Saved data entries
======

PR #953, opened 2020-06-01
turn tiling off by default for gpu

WeiqunZhang:
Tiling is turned off by default for GPU.  There are still two ways tiling can be turned on.  Users can change the default tiling size in their inputs files.  If explicit tile size is passed to `MFIter`, it will be chosen over the default value.

### DIFF
--- a/Src/Base/AMReX_FabArrayBase.cpp
+++ b/Src/Base/AMReX_FabArrayBase.cpp
@@ -25,7 +25,7 @@ namespace amrex {
 //
 int     FabArrayBase::MaxComp;
 
-#if defined(AMREX_USE_GPU) && defined(AMREX_USE_GPU_PRAGMA)
+#if defined(AMREX_USE_GPU)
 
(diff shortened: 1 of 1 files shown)


maximumcats (approved):

atmyers:
I should make `ParticleContainer` have the same behavior. 

EDIT - nevermind, it already off by default.

atmyers (approved):

maximumcats:
Perhaps rather than have this determined by the compile options, it should be determined at runtime? i.e. if we're in a GPU launch region, then set the tile size to a large number, otherwise choose the default CPU numbers.

WeiqunZhang:
That's a possibility.  However, one problem is if an `MFIter` is constructed with an explicit tile size, what should we do?  I think the explicit size should be respected.  Then the problem is how we can determine if an explicit size has been given.  `MFIter` has several constructors.  So it's actually hard to do.

drummerdoc (approved):

PR #958, opened 2020-06-01
ignore unused variables in the cpu versions of these gpu functions

atmyers:


atmyers:
I am closing this for now because there may be a better to fix these.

======

◆ Directions for this task: Select all lines with the word "maximumcats" from the entries above.

◆ Exercise solution:
maximumcats (approved):
maximumcats:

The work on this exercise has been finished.